Janet Emerson Bashen (1957- )

1928 – 2015

March 19, 2016 
/ Contributed By: AckermanLauren
Janet Emerson Bashen, 2010

Janet Emerson Bashen is the founder and CEO of the Bashen Corporation, a private consulting group that investigates Equal Employment Opportunity complaints under Title VII of the 1964 Civil Rights Act. She is the first African American woman in the United States to hold a software patent.

Born Janet Emerson in Mansfield, Ohio, on February 12, 1957, Bashen grew up in a working-class family. Early in her childhood, her family moved to Huntsville, Alabama, where her father worked as a garbage collector, and her mother was the city’s first Black woman emergency room nurse.

Bashen attended Alabama A&M until she married and relocated to Houston, Texas. She finished her degree in legal studies and government at the University of Houston and then continued her education at Rice University’s Jesse H. Jones Graduate School of Administration. She also attended Harvard University’s “Women and Power: Leadership in a New World.”

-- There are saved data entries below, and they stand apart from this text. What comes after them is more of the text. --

PR #6, opened 2019-01-10
Picker enhancement merge

blinkdog:
This PR doesn't properly update the CHANGELOG or bump the version number yet.


dsschult:
My opinion on changelog and version numbers is that during this early development they are meaningless.  It's not like anything really works yet.

lta/log_format.py
```diff
@@ -0,0 +1,36 @@
...
+        super(StructuredFormatter, self).__init__()
+
+    def format(self, record: LogRecord) -> str:
+        # ensure our log message has an ISO 8601 timestamp
+        data = {
+            'timestamp': datetime.utcnow().isoformat()
+        }
+        # copy everything provided to us in the LogRecord object
+        for key in record.__dict__:
+            data[key] = record.__dict__[key]
```
dsschult: Directly using `__` methods is generally a bad idea, as they're supposed to be private.  I think the `vars()` function does what you want here.

PR #10, opened 2019-01-15
basic status handling

dsschult:
This should be good enough to start working on the monitoring, but will obviously get revised over time.

### DIFF
--- a/lta/rest_server.py
+++ b/lta/rest_server.py
@@ -163,6 +163,45 @@ class TransferRequestActionsPopHandler(BaseLTAHandler):
                     break
         self.write({'results': ret})
 
+class StatusHandler(BaseLTAHandler):
+    @lta_auth(roles=['admin', 'user', 'system'])
+    async def get(self) -> None:
+        """Get the overall status of the system"""
+        ret = {}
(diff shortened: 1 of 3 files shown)


lta/rest_server.py
```diff
@@ -163,6 +163,45 @@ class TransferRequestActionsPopHandler(BaseLTAHandler):
                     break
         self.write({'results': ret})
 
+class StatusHandler(BaseLTAHandler):
+    @lta_auth(roles=['admin', 'user', 'system'])
+    async def get(self) -> None:
+        """Get the overall status of the system"""
+        ret = {}
+        health = 'OK'
+        old_data = (datetime.utcnow() - timedelta(seconds=60*5)).isoformat()
```
blinkdog: This seems like another one you'd want a configuration knob for.
Maybe `LTA_STALE_STATUS_SECONDS` ?

dsschult: Yeah, I thought about it, then decided it was not straightforward to implement (challenging to pass that value through to this location) and pushed it down the road.  It'll probably happen in a later refactoring when we impose stricter limits on monitoring quantities.

PR #13, opened 2019-01-18
Refactored heartbeat PATCH to use RestClient

blinkdog:
Modified StructuredFormatter to handle logging Exceptions
Refactored Picker to use RestClient to PATCH status heartbeats
Added coverage tests to test_log_format.py
Refactored test_picker.py to use pytest fixture for picker configuration
Modified loglens to print stack traces supplied by StructuredFormatter
Created lta-db.sh script to run a local instance of LTA REST DB
Added new configuration entities to picker.sh


lta/picker.py
```diff
@@ -16,7 +16,10 @@
 
 EXPECTED_CONFIG = [
     "FILE_CATALOG_REST_URL",
+    "HEARTBEAT_PATCH_RETRIES",
+    "HEARTBEAT_PATCH_TIMEOUT_SECONDS",
```
dsschult: The only comment I have on these two variables is that they might not need to be configurable.  A sensible default is probably good enough.

lta/picker.py
```diff
@@ -53,10 +56,13 @@ def __init__(self, config: Dict[str, str], logger: Logger) -> None:
...
         self.file_catalog_rest_url = config["FILE_CATALOG_REST_URL"]
-        self.heartbeat_sleep_duration_seconds = int(config["HEARTBEAT_SLEEP_DURATION_SECONDS"])
+        self.heartbeat_patch_retries = int(config["HEARTBEAT_PATCH_RETRIES"])
+        self.heartbeat_patch_timeout_seconds = float(config["HEARTBEAT_PATCH_TIMEOUT_SECONDS"])
+        self.heartbeat_sleep_duration_seconds = float(config["HEARTBEAT_SLEEP_DURATION_SECONDS"])
+        self.lta_rest_token = config["LTA_REST_TOKEN"]
         self.lta_rest_url = config["LTA_REST_URL"]
         self.picker_name = config["PICKER_NAME"]
-        self.work_sleep_duration_seconds = int(config["WORK_SLEEP_DURATION_SECONDS"])
+        self.work_sleep_duration_seconds = float(config["WORK_SLEEP_DURATION_SECONDS"])
```
dsschult: Why float here?  Is this so testing can specify sub-1 second times?

lta/picker.py
```diff
@@ -110,16 +116,18 @@ def __init__(self, config: Dict[str, str], logger: Logger) -> None:
...
     picker.logger.info(f"PATCH {status_url} - {status_body}")
     try:
-        session = FuturesSession()
-        # r = requests.patch(status_url, data=status_body)
-        r = await asyncio.wrap_future(session.patch(status_url, data=status_body))
-        if (r.status_code < 200) or (r.status_code > 299):
-            picker.logger.error("Unable to PATCH /status/picker with heartbeat")
-            picker.lta_ok = False
-            return picker.lta_ok
+        # TODO: Will probably refactor this into some function -- get a configured RestClient
```
dsschult: You could put it in the picker itself, or pass it in as a parameter to the function.

lta/picker.py
```diff
@@ -110,16 +116,18 @@ def __init__(self, config: Dict[str, str], logger: Logger) -> None:
...
+        # Use the RestClient to PATCH our heartbeat to the LTA REST DB
+        await rc.request('PATCH', "/status/picker", status_body)
         picker.lta_ok = True
-    except requests.exceptions.ConnectionError:
-        picker.logger.error("ConnectionError trying to PATCH /status/picker with heartbeat")
+    except HTTPError as e:
+        # if there was a problem, yo I'll solve it
+        picker.logger.error("Error trying to PATCH /status/picker with heartbeat")
+        picker.logger.error(f"Error was: '{e}'")
         picker.lta_ok = False
```
dsschult: What if some other exception occurs?  We should still catch those, so we can continue heartbeating.

lta/picker.py
blinkdog: This was motivated first by this idea:

- My configuration had added a true discrete quantity (retries); or, I don't think 2.73 retries has a sensible interpretation. So this one can and should be an `int()`

This made me reconsider the other configuration types:

- Seconds is a continuous quantity where someone could (in theory) provide something like 20.5 seconds. Why they would do it, who knows, but the code would be more tolerant if it also accept float values. So this one can and should be a `float()`.

lta/picker.py
blinkdog: Changed this to `Exception` so we can catch whatever goes wrong.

Working in the insurance industry after graduation, Bashen called for the creation of third-party teams to investigate Equal Employment Opportunity claims as they arose in her company’s workplace. She argued that third-party investigators would be less subject to influence from either side in complaints. Her CEO did not listen, but with encouragement from officials at the National Urban League, Bashen, in 1994, borrowed $5,000 from her mother to start her own EEO complaints management business from her dining room table.

The new Bashen Corporation specialized in investigating complaints made to the Equal Employment Opportunity Commission under Title VII of the Civil Rights Act of 1964. Companies brought in the Bashen Corporation as a third-party fact-finder if employees complained of discrimination on the basis of race, color, religion, sex, or national origin. The Bashen Corporation then worked with the company’s human resource departments to remedy the situation through education, mediation, or policy changes, which often avoided lengthy and costly discrimination trials. Within the first five years of the company’s history, Bashen herself oversaw EEO investigations at Flagstar Corporation, Compaq Computers, Goodyear Tires, and General Motors.

As her company grew, Bashen faced a new problem: storing and retrieving information related to Equal Employment Opportunity cases. In 2001, she worked with her cousin, Donny Moore, a computer scientist from Tufts University, to develop software that could securely store information about her cases.  She also used the Internet to make public information about the cases available to employers and employees at multiple worksites.

Bashen filed a patent for LinkLine in 2001, and when that patent was approved in 2006, she became the first African American woman in the U.S. to hold a software patent. The Bashen corporation has since developed several other software programs to facilitate corporate adherence to Title VII, including AAPLink Affirmative Action Software, which helps institutions manage their affirmative action cases; 1-800Intake, which serves as a hotline for discrimination reporting for smaller companies; and EEOFedSoft which facilitates EEO complaints and manages case files within government agencies.

Janet Bashen and her business have received multiple awards, including the 2003 Pinnacle Award from the Houston Chamber of Commerce, the 2004 Crystal Award from the National Association of Negro Women in Business, and recognition from Massachusetts Institute of Technology (MIT) for LinkLine at the World Festival of Black Arts and Culture in Dakar, Senegal in 2010. In 2014, Bashen was elected to the Women’s Leadership Board at Harvard’s Kennedy School. She is also a member of the Black Inventor’s Hall of Fame.